Okay. See, what will be your strategy on funding? Primarily because your gearing has reached from 0.80% to 1.1x now. So will you be looking at borrowed funds again? Or will you be looking at any bond issuance in the near future? Or will there be any rights issues?

Nasser Salim Al Rashdi

executive
#43

Yes. Our gearing ratio is about 1.3, and that compared to market 2.75x. So the -- our financial position is very strong, and we have enough banking lines for funding our future growth. We are also having a strategy to diversify our source of funding to go for deposits, and we look at other instruments to raise long-term debt this year.

Joice Mathew

analyst
#44

Okay. So you will be looking at other instruments for long-term debt?

Nasser Salim Al Rashdi

executive
#45

Yes, yes. We need to have a diversified source of funding for the -- for funding our long-term plan.
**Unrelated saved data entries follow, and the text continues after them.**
PR #872, opened 2025-11-05
Add file type restriction to image upload input using accept attribute

LaurenceJJones:
# Restrict File Upload Types

## Summary
Adds file type restriction to the application image upload input using the `accept` attribute to improve user experience and prevent invalid file selections.

## Changes
- Added `accept="image/png,image/jpeg,image/gif"` attribute to the file input element in `Applications.tsx`

## Benefits
- **Better UX**: File picker now defaults to showing only supported image types (PNG, JPEG, GIF)
- **Reduces errors**: Users are less likely to select unsupported file types
- **Prevents confusion**: No need to manually filter through all file types

## Technical Details
- The `accept` attribute provides a hint to the browser's file picker to filter files
- Existing validation logic remains in place as a fallback for edge cases
- Backward compatible - no breaking changes

## Testing
- Verify file picker shows only image files on click
- Confirm validation still works if invalid file type is selected (edge case)
- Test on multiple browsers (Chrome, Firefox, Safari)

### DIFF
--- a/api/application.go
+++ b/api/application.go
@@ -6,6 +6,7 @@ import (
 	"net/http"
 	"os"
 	"path/filepath"
+	"strings"
 
 	"github.com/gin-gonic/gin"
 	"github.com/gotify/server/v2/auth"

And our -- the strength of our balance sheet is very -- is there. You can notice how it is. And we have quite good feedback from the market, from the banks and the institutional investors for funding our future growth.

Joice Mathew

analyst
#46

Got it. Got it. And on talking about corporate deposits, I'm seeing that there is some improvement in -- or some growth in the corporate deposits. So will you be considering this as another serious avenue for sourcing your funds?

Nasser Salim Al Rashdi

executive
#47

Yes, yes. That is part of our strategy because in the same time, we are offering the depositor different options of enhancing the yield and the placing in the banks, placing with the finance companies or any other avenue. So we have -- we're very positive for that. Depositor are there. We have continued to grow. It's an area of focus for us on the deposits. We were at about OMR 4 million 3 years ago. Now we are about OMR 8 million this year, and there will be further growth in the current year. And that is in line with our strategy to diversify our source of funding.

Joice Mathew

analyst
#48

Okay. So could you please give some color on what's the average maturity period on these deposits as well as what's the cost of these deposits that you're offering?

Nasser Salim Al Rashdi

executive
#49

See, the -- as per the central bank regulation, the deposit maturity has to be minimum 3 month. We don't take any deposit less than 3 month. So we have -- on average, if you look at portfolio average, maturity is 1 year.

Joice Mathew

analyst
#50

Okay. And what's the kind of cost that we are incurring on these deposits?

Indika Roshan Perera

executive
#51

It's around 6.5%.

Nasser Salim Al Rashdi

executive
#52

Any more questions? Okay. So thank you so much for joining us today. Since there's no more questions, this will come -- bring to an end our presentation for the financial year-end 2024, and we invite you to attend our AGM tomorrow. We have our AGM for approving the financials and the dividend. Thank you.